WHAT TO PRODUCE: Wherever a line in the data holds the word "RubyThreadsReport", pull that line out.

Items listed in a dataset
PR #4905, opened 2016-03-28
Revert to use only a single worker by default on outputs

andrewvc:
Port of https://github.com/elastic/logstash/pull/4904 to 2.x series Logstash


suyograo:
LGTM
---
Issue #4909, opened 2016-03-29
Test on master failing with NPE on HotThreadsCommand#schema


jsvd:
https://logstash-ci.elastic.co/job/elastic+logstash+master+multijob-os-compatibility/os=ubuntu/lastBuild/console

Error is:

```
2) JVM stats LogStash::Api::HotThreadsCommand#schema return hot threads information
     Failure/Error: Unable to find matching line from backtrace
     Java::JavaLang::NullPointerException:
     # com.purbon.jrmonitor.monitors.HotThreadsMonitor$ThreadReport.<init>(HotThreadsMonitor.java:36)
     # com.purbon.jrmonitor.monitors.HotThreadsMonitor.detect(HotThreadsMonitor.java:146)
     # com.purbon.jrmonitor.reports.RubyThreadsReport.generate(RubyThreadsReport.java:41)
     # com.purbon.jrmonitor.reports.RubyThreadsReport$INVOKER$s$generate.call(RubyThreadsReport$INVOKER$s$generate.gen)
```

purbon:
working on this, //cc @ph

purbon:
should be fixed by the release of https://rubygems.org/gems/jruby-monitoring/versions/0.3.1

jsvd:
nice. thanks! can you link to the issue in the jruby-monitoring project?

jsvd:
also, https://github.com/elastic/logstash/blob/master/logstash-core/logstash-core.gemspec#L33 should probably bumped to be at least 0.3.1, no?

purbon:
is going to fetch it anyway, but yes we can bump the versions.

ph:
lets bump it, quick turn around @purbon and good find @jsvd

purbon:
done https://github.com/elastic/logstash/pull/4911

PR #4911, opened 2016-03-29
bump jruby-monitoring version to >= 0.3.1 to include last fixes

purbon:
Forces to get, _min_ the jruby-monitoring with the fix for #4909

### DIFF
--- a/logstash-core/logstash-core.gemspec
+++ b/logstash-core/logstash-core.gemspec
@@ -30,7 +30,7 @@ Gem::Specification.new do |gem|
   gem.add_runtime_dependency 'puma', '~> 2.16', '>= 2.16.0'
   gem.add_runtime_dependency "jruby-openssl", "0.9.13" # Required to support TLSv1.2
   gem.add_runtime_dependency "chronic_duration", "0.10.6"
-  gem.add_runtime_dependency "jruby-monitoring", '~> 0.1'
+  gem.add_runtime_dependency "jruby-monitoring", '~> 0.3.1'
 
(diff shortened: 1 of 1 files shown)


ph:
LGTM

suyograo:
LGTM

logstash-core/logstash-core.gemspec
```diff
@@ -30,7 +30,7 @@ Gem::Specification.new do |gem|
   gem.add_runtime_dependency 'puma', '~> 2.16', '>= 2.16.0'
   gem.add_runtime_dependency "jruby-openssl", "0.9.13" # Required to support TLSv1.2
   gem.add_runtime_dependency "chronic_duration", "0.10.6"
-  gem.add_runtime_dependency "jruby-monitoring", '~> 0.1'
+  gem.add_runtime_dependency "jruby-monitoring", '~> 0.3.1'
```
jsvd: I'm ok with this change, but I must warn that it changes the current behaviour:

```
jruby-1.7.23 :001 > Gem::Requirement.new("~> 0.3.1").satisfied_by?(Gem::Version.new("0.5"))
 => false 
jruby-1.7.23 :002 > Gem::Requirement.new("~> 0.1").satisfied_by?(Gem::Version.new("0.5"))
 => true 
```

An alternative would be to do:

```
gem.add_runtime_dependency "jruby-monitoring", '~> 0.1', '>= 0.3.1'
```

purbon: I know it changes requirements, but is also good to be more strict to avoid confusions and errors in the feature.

TASK ANSWER:
     # com.purbon.jrmonitor.reports.RubyThreadsReport.generate(RubyThreadsReport.java:41)
     # com.purbon.jrmonitor.reports.RubyThreadsReport$INVOKER$s$generate.call(RubyThreadsReport$INVOKER$s$generate.gen)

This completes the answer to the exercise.